The Portland trade was a nice one IMO, but regardless of Telair/Ratliff's contribution to the 2006 C's(and I AM drinking that kool-aid), don't be so presumptious in thinking that just because Danny made a trade for someone it means Danny is commited to holding onto that someone. What did we give up, the #7 in a weak draft and our most cumbersome contract? 
Give Sebastian Telfair a shot no doubt, just look out for Rondo.

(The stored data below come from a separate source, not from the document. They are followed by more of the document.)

PR #2497, opened 2024-09-04
Added missing comma in a list. Fixed loop with too small a loop variable.

Hecklezz:
The build indices loop in LLImagePreviewSculpted::setPreviewTarget had the loop variable set as a U16 when it should be a U32.
The blacklist_untrusted list in LLFloaterOpenHandler::canHandleUntrusted is missing a comma for one of the entries.


akleshchev (approved):

marchcat (approved):
Thank you!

ps-delonte isnt a pg, consumate basketball prof. he may be. he should not be an option as the #1-1 guard if the Celtics want to be any good.


AUNDRE said:


> well they defenitly didnt make a move to get Telfair to bring him off the bench....
> 
> so that means they are going to trade either Rondo or West if anything... West will get them a better deal in return so he possibly may go but like some others have said, he has the option to play the 2


----------



## Causeway (May 18, 2005)

Bassy will start at the 1 for Boston. Maybe not from day one - but soon enough.


----------



## NOBLE (Apr 10, 2005)

aquaitious said:


> Why?


 Because my mancrush for him won't allow me to say otherwise.


----------



## Causeway (May 18, 2005)

NOBLE said:


> Telfair.


Agreed.


----------



## whiterhino (Jun 15, 2003)

I voted Rondo because he can run at our pace and he may be a rookie but he's the same age as Sebastien and has played better thus far. Delonte will play SG this year.


----------



## Floods (Oct 25, 2005)

Rajon bleeping Rondo.


----------



## P-Dub34 (May 19, 2005)

I'm still in shock that Rondo is running away with this after just a few preseason games.


----------



## BackwoodsBum (Jul 2, 2003)

P-Dub34 said:


> I'm still in shock that Rondo is running away with this after just a few preseason games.

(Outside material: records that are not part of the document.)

Issue #2500, opened 2024-09-04
Possible error in llmd5 finalize function leaving sensitive information not zeroized?


Hecklezz:
### Description

Unless I'm mistaken, is [line 219 in llmd5.cpp](https://github.com/secondlife/viewer/blob/c2724537adab9d31c23d33e36002772a9c56f4c3/indra/llcommon/llmd5.cpp#L219) not supposed to be:
`memset (buffer, 0, sizeof(buffer));`
or more preferably in modern c++:
`buffer = {};`

Or is it intentional that only the first byte of the buffer is getting zeroized?

marchcat:
For QA: there were code quality improvements made in #2507, which shouldn't affect any visible behavior.

Dan-Linden:
Nothing to test. Moving this to Pending Release.

vladyslavasproductengine:
Passed QA according to the Dan-Linden comment.
The issue was investigated in the scope of https://github.com/secondlife/iqa/issues/356.
The ticket is in Pending Release status and has not been changed.

PR #2507, opened 2024-09-05
Fixed md5 buffer in LLMD5::finalize not being correctly zero-initialized

Hecklezz:
Fixes the error mentioned in my issue posted here-
https://github.com/secondlife/viewer/issues/2500

Unless I am mistaken and it is intentional, the md5 buffer in the LLMD5::finalize function is being incorrectly zeroized and instead only the first byte is being zeroized.

Also went ahead and refactored the code so it more closely matches the styling of the rest of the codebase.

### DIFF
--- a/indra/llcommon/llmd5.cpp
+++ b/indra/llcommon/llmd5.cpp
@@ -68,10 +68,6 @@ documentation and/or software.
 
  */
 
-
-
-
-
 #include "linden_common.h"
 
 #include "llmd5.h"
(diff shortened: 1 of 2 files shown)


marchcat (approved):
Nice! Thank you!

marchcat:
Mac build fails with
```
/Users/runner/work/viewer/viewer/indra/llcommon/llmd5.cpp:219:10: error: array type 'uint8_t[64]' is not assignable
  buffer = {};
  ~~~~~~ ^
1 error generated.
```
so the buffer should be either initialized as 
```
std::array<uint8_t, 64> buffer = {};
```
or, alternatively, we can use std::fill:
```
std::fill(std::begin(buffer), std::end(buffer), 0);
```

Hecklezz:
Whoops my bad, I really should have tested compiling first before blindly making that change and trusting intellisense that it said nothing was wrong and not remembering that C arrays are not assignable like that after they have already been defined. 

Should we stick with memset since a large portion of the rest of the codebase is still using memset, or should the code be changed to be more in line with modern C++ standards?

Nicky-D:
While at it, can we maybe change the finalized member to a bool?

Regarding memset. If this is down deemed security related and the buffer must be cleared, then memset_s or something like SecureZeroMemory needs to be employed. 
Otherwise the compiler can happily optimize that call to memset away (dunno if it would do here, probably not?)

Hecklezz:
I went back to using regular memset. Doing some googling, supposedly MSVC does not even have memset_s implemented even if you set the define it wants, and SecureZeroMemory is windows specific so that isn't helpful either.

I also went ahead and did a bit of a tidy-up of the llmd5 files so they weren't so outdated interms of code styling.

marchcat (approved):
It looks much better now.

Thank you for your efforts!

Amen to that! Nothing I saw of him in college would have led me to believe he'd be successful in the NBA. Granted he's still only played a few pre-season games and hasn't done anything in real-world competition yet but I've got to say that he has impressed me more than I thought he would. The skeptic in me still thinks that he's playing over his head but the C's fan in me hopes he isn't :biggrin:


----------



## aquaitious (Jun 11, 2002)

> All signs point to West as off-guard -- Plan calls for pairings with Telfair, Rondo
> By Steve Bulpett/ Celtics Notebook
> Boston Herald Sports Reporter
> 
> ...



This pretty much settles it.


----------



## Causeway (May 18, 2005)

Thanks Aqua. Not shocking - it's the right move to have West at the 2.


----------



## P-Dub34 (May 19, 2005)

Don't get me wrong, I like West at the two, as well, it's just that starting a rookie because of a few preseason games seems like we're getting a little carried away here.

As for Doc's comments about Pittsnogle, he sounds like last year's version of Raef LaFrentz (or worse). Luke Jackson beat Pierce in a shooting contest - too bad NBA basketball isn't a game of horse.


----------



## LA68 (Apr 3, 2004)

Does anyone here know if Rondo and West will get a real shot ? Or will they just hand it to Telfair. Telfair seems all showbiz and nothing when it counts !

Rondo and West showed what they could do in college, Telfair was a dud in Portland.


----------



## 22ryno (Mar 17, 2003)

I went with Telfair because he is the best passer of the three. He also seems to be getting Pierce some easier shots which makes you guys better in the half court game. That being said I think all three will play at least 15 minutes a game.


----------



## Causeway (May 18, 2005)

It's already been stated by Doc that West is going to see more time at the 2. The bulk of the point minutes will go to Telfair and Rondo. 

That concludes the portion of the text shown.